[AMD Public Use]
That's the IP discovery table. The Object header is part of atombios. Do you have an vbios image from that system?
Alex
From: Yin, Tianci (Rico) <Tianci.Yin@xxxxxxx>
Sent: Sunday, November 1, 2020 10:46 PM
To: Deucher, Alexander <Alexander.Deucher@xxxxxxx>; Zhang, Hawking <Hawking.Zhang@xxxxxxx>; amd-gfx@xxxxxxxxxxxxxxxxxxxxx <amd-gfx@xxxxxxxxxxxxxxxxxxxxx>
Cc: Tuikov, Luben <Luben.Tuikov@xxxxxxx>; Chen, Guchun <Guchun.Chen@xxxxxxx>; Cui, Flora <Flora.Cui@xxxxxxx>; Xu, Feifei <Feifei.Xu@xxxxxxx>; Long, Gang <Gang.Long@xxxxxxx>
Subject: Re: [PATCH] drm/amdgpu: fix NULL pointer crash on navi10 headless SKU
[AMD Public Use]
Thanks very much Hawking!
Hi Alex,
The amdgpu_device_ip_get_ip_block() depends on the adev->ip_blocks that initialized by nv_set_ip_blocks().
In nv_set_ip_blocks(), whether add dm_ip_block depends on amdgpu_device_has_dc_support().

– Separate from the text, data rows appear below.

PR #585, opened 2019-06-20
track Jobs with sanitization (open) failures, and relax moveTask validation for them

fabiokung:
When a job is cloned and either one of the copies had sanitization failures, they can have different values for the non-sanitized field(s), but are still compatible.

This PR also ignores all user-supplied `titus.sanitization.*` attributes for new jobs, since these are reserved and automatically filled by Titus.

### DIFF
--- a/titus-common/src/main/java/com/netflix/titus/common/util/CollectionsExt.java
+++ b/titus-common/src/main/java/com/netflix/titus/common/util/CollectionsExt.java
@@ -223,6 +223,12 @@ public final class CollectionsExt {
         return result;
     }
 
+    public static <K, V> Map<K, V> copyAndRemoveByKey(Map<K, V> original, Predicate<K> keysPredicate) {
+        return original.entrySet().stream()
+                .filter(entry -> !keysPredicate.test(entry.getKey()))
+                .collect(Collectors.toMap(Map.Entry::getKey, Map.Entry::getValue));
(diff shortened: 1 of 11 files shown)


titus-common/src/main/java/com/netflix/titus/common/util/CollectionsExt.java
```diff
@@ -223,6 +223,12 @@ private CollectionsExt() {
         return result;
     }
 
+    public static <K, V> Map<K, V> copyAndRemoveByKey(Map<K, V> original, Predicate<K> keysPredicate) {
+        return original.entrySet().stream()
```
tbak: Stream implementation has poor performance, which may matter in some cases. Direct for loop would do much better here.

fabiokung: I agree there's a performance hit, but have you seen it being the actual bottleneck in practice for the control plane? We already use the stream api on the similar `copyAndRemoveByValue`, and since this is only being used during job submissions, I'd say avoid the early optimization for now.

tbak: Yes, we have seen this in Fenzo. As a general rule we avoided streams API in all functions called by Fenzo.

PR #586, opened 2019-06-21
Update kill message with caller id

amitaekbote:
### Description of the Change

Update the kill message to include the caller id.


titus-server-master/src/main/java/com/netflix/titus/master/jobmanager/service/DefaultV3JobOperations.java
```diff
@@ -434,7 +435,8 @@ public Completable recordTaskPlacement(String taskId, Function<Task, Task> chang
                         }
                         reasonCode = TaskStatus.REASON_SCALED_DOWN;
                     }
-                    String reason = String.format("%s (shrink=%s)", Evaluators.getOrDefault(callMetadata.getCallReason(), "<no_reason>"), shrink);
+                    String reason = String.format("%s %s(shrink=%s)", Evaluators.getOrDefault(callMetadata.getCallReason(), "<no_reason>"),
```
corindwyer: I think the callerId should be first instead of second.

amitaekbote: done

PR #636, opened 2019-08-22
Fix out of order cancel execution in DefaultLocalScheduler

tbak:


titus-common/src/main/java/com/netflix/titus/common/framework/scheduler/internal/DefaultLocalScheduler.java
```diff
@@ -258,7 +258,11 @@ public boolean isClosed() {
 
                 @Override
                 public void cancel() {
-                    cancelInternal();
+                    // Run the cancel request via event loop so it is properly serialized with other concurrent updates.
+                    DefaultLocalScheduler.this.cancel(scheduleId).subscribe(
+                            next -> logger.debug("Action cancelled ba a user: {}", executor.getAction().getExecutionId()),
```
corindwyer: typo

PR #637, opened 2019-08-22
Fix race condition in the DefaultSimpleReconciliationEngineTest.testReconcilerAction test

tbak:


titus-common/src/test/java/com/netflix/titus/common/framework/simplereconciler/internal/DefaultSimpleReconciliationEngineTest.java
```diff
@@ -214,6 +214,9 @@ private void newReconciler(Function<String, List<Mono<Function<String, String>>>
         this.changesSubscriber = new TitusRxSubscriber<>();
         reconciliationEngine.changes().subscribe(changesSubscriber);
 
-        assertThat(changesSubscriber.takeNext()).isIn(INITIAL, RECONCILED);
+        String event = changesSubscriber.takeNext();
+        if (!event.equals(INITIAL) && !event.startsWith(RECONCILED)) {
```
fabiokung: do you care about the order of these events?

tbak: No. It is possible that `INITIAL` is emitted before subscription happens, so we have to check for `RECONCILED` as well.

PR #638, opened 2019-08-23
Publish jobs in the taskpublisher supplementary component

tbak:


titus-supplementary-component/tasks-publisher/src/main/java/com/netflix/titus/supplementary/taskspublisher/config/EsPublisherConfiguration.java
```diff
@@ -42,6 +42,9 @@
     @Value("${titus.es.taskDocumentEsIndexName}")
     private String taskDocumentEsIndexName;
 
+    @Value("${titus.es.enabled}")
```
amit-git: minor : titus.es.publish.enabled  would be more explicit

PR #647, opened 2019-09-04
Move common code to titus-common-XXX submodules

tbak:
In this PR I have moved the new cluster membership component, with its common dependencies. This is only the first step. I expect the full refactoring to take multiple iterations.


tbak:
@andrew-leung @amitaekbote @amit-git ^^^

PR #648, opened 2019-09-04
Synchronize concurrent writes to Flux DirectProcessor

tbak:


titus-common-runtime/src/test/java/com/netflix/titus/runtime/clustermembership/service/ClusterMembershipConnectorStub.java
```diff
@@ -142,4 +142,10 @@ void becomeLeader() {
                 )
                 .build();
     }
+
+    private void emitEvent(ClusterMembershipEvent event) {
+        synchronized (eventProcessor) {
```
fabiokung: it might be better to use a `DirectProcessor#sink()` to send events to the processor, which serializes all `onNext` events.

tbak: Good idea. I did not know about that one.

PR #649, opened 2019-09-04
Buffer reconciliation framework events

corindwyer:
### Description of the Change
* Buffer reconciliation framework events and move API requests to IO thread
* Add metric for total active jobs

### DIFF
--- a/titus-server-master/src/main/java/com/netflix/titus/master/jobmanager/service/DefaultV3JobOperations.java
+++ b/titus-server-master/src/main/java/com/netflix/titus/master/jobmanager/service/DefaultV3JobOperations.java
@@ -153,7 +153,18 @@ public class DefaultV3JobOperations implements V3JobOperations {
         this.transactionLoggerSubscription = JobTransactionLogger.logEvents(reconciliationFramework);
 
         // Remove finished jobs from the reconciliation framework.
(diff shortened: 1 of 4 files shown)


titus-server-master/src/main/java/com/netflix/titus/master/jobmanager/service/DefaultV3JobOperations.java
```diff
@@ -152,21 +153,22 @@ public void enterActiveMode() {
...
-                event -> {
-                    if (event instanceof JobModelUpdateReconcilerEvent) {
-                        JobModelUpdateReconcilerEvent jobUpdateEvent = (JobModelUpdateReconcilerEvent) event;
-                        handleJobCompletedEvent(jobUpdateEvent.getChangedEntityHolder());
-                    }
-                },
-                e -> logger.error("Event stream terminated with an error", e),
-                () -> logger.info("Event stream completed")
-        );
+        this.reconcilerEventSubscription = titusRuntime.persistentStream(reconciliationFramework.events().onBackpressureBuffer())
```
tbak: This creates unbounded buffer. I think we should do on back-pressure drop, and do full reconciliation at subscription time.

corindwyer: changed

amitaekbote:
thanks for fixing this!

PR #650, opened 2019-09-04
track usage of opportunistic CPUs

fabiokung:
.... as a consumption metric.

### DIFF
--- a/titus-server-master/src/main/java/com/netflix/titus/master/mesos/kubeapiserver/model/v1/V1OpportunisticResource.java
+++ b/titus-server-master/src/main/java/com/netflix/titus/master/mesos/kubeapiserver/model/v1/V1OpportunisticResource.java
@@ -137,4 +137,11 @@ public class V1OpportunisticResource {
         }
         return spec.getCapacity().getCpu();
     }
+
+    public String getName() {
+        if (metadata == null || metadata.getName() == null) {
+            return "";
+        }
+        return metadata.getName();
+    }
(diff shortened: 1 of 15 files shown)


titus-server-master/src/main/java/com/netflix/titus/master/mesos/kubeapiserver/model/v1/V1OpportunisticResource.java
```diff
@@ -137,4 +137,11 @@ public int getCpus() {
         }
         return spec.getCapacity().getCpu();
     }
+
+    public String getName() {
+        if (metadata == null || metadata.getName() == null) {
```
tbak: Is this a valid state when any of these is null? Empty string seems misleading.

corindwyer: You could use an unknown constant here like the other places you used one, but I am assuming this is not supposed to happen as the metadata name should be the unique key of the resource. Is that a correct assumption?

fabiokung: that is correct, the name should never be null. Ideally I'd want this POJO to be immutable and require non-nulls, but GSON (used by kubernetes-client-java) doesn't support it, so I'm just being extra defensive here.

PR #654, opened 2019-09-06
Add taints and tolerations

corindwyer:
### Description of the Change
* Add agent instance and instance group taints attribute and job tolerations attribute.
* Set K8s restart policy to `Never`.

### DIFF
--- a/titus-server-master/src/main/java/com/netflix/titus/master/scheduler/constraint/AgentManagementConstraint.java
+++ b/titus-server-master/src/main/java/com/netflix/titus/master/scheduler/constraint/AgentManagementConstraint.java
@@ -25,7 +25,6 @@ import javax.inject.Singleton;
 import com.netflix.fenzo.TaskRequest;
 import com.netflix.fenzo.TaskTrackerState;
 import com.netflix.fenzo.VirtualMachineCurrentState;
-import com.netflix.fenzo.queues.QueuableTask;
 import com.netflix.titus.api.agent.model.AgentInstance;
 import com.netflix.titus.api.agent.model.AgentInstanceGroup;
 import com.netflix.titus.api.agent.model.InstanceGroupLifecycleState;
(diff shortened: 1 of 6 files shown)


titus-server-master/src/main/java/com/netflix/titus/master/scheduler/constraint/AgentManagementConstraint.java
```diff
@@ -214,4 +210,37 @@ private Result evaluateAgentInstanceAttributes(AgentInstance agentInstance) {
...
+    private boolean taskCanTolerateTaints(V3QueueableTask taskRequest, AgentInstanceGroup instanceGroup, AgentInstance instance) {
+        Set<String> taints = getTaints(instanceGroup, instance);
+        Set<String> tolerations = getTolerations(taskRequest);
+        if (taints.isEmpty() && tolerations.isEmpty()) {
+            return true;
+        }
+
+        for (String taint : taints) {
+            if (tolerations.contains(taint)) {
+                return true;
```
tbak: We should tolerate all taints.

corindwyer: This was a mistake. Fixed

titus-server-master/src/main/java/com/netflix/titus/master/scheduler/constraint/AgentManagementConstraint.java
```diff
@@ -219,12 +219,12 @@ private boolean taskCanTolerateTaints(V3QueueableTask taskRequest, AgentInstance
         }
 
         for (String taint : taints) {
-            if (tolerations.contains(taint)) {
-                return true;
+            if (!tolerations.contains(taint)) {
```
tbak: Simplify with containsAll?

corindwyer: updated

PR #655, opened 2019-09-06
Support cross account connectivity in AwsInstanceCloudConnector

tbak:


titus-ext/aws/src/main/java/com/netflix/titus/ext/aws/AmazonStsAsyncProvider.java
```diff
@@ -0,0 +1,46 @@
...
+@Singleton
+public class AmazonStsAsyncProvider implements Provider<AWSSecurityTokenServiceAsync> {
+
+    private final AWSSecurityTokenServiceAsync amazonStsAsync;
+
+    @Inject
+    public AmazonStsAsyncProvider(AwsConfiguration configuration, AWSCredentialsProvider credentialProvider) {
+        String region = configuration.getRegion().trim().toLowerCase();
+        this.amazonStsAsync = AWSSecurityTokenServiceAsyncClientBuilder.standard()
+                .withEndpointConfiguration(new AwsClientBuilder.EndpointConfiguration("sts." + region + ".amazonaws.com", region))
```
andrew-leung: Can you just set a `.withRegion()` and have the endpoint automatically built? Or do you actually need to set the endpoint URL?

titus-ext/aws/src/main/java/com/netflix/titus/ext/aws/AwsConfiguration.java
```diff
@@ -63,4 +63,17 @@
      */
     @DefaultValue("60000")
     long getIamRoleCacheTimeoutMs();
+
+    /**
+     * IAM role ARN to assume into to access AWS API for the data plane account. If not set, it is assumed that
+     * the control plane and the data plane run in the same account and no cross access is required.
+     */
+    @DefaultValue("")
+    String getDataPlaneRoleArn();
```
andrew-leung: Once we add IAM validation, the control plane will still need to know the data plane Role ARN even if it's in the same account because it would still need to assume into it to do validation.

titus-ext/aws/src/main/java/com/netflix/titus/ext/aws/AmazonStsAsyncProvider.java
tbak: If I remember correctly, in the past we had to do both. I am following this pattern to keep it consistent with other providers.

titus-ext/aws/src/main/java/com/netflix/titus/ext/aws/AwsConfiguration.java
tbak: Good point. We will need more configuration parameters to control that. For now, I will keep this simple rule.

And amdgpu_device_has_dc_support() depends on amdgpu_device_asic_has_dc_support(),
So amdgpu_device_asic_has_dc_support() can't conditional on amdgpu_device_ip_get_ip_block(), it makes a dependency loop.
I have just checked the atombios object table in the headless VBIOS, and find DCN and VCN are still there.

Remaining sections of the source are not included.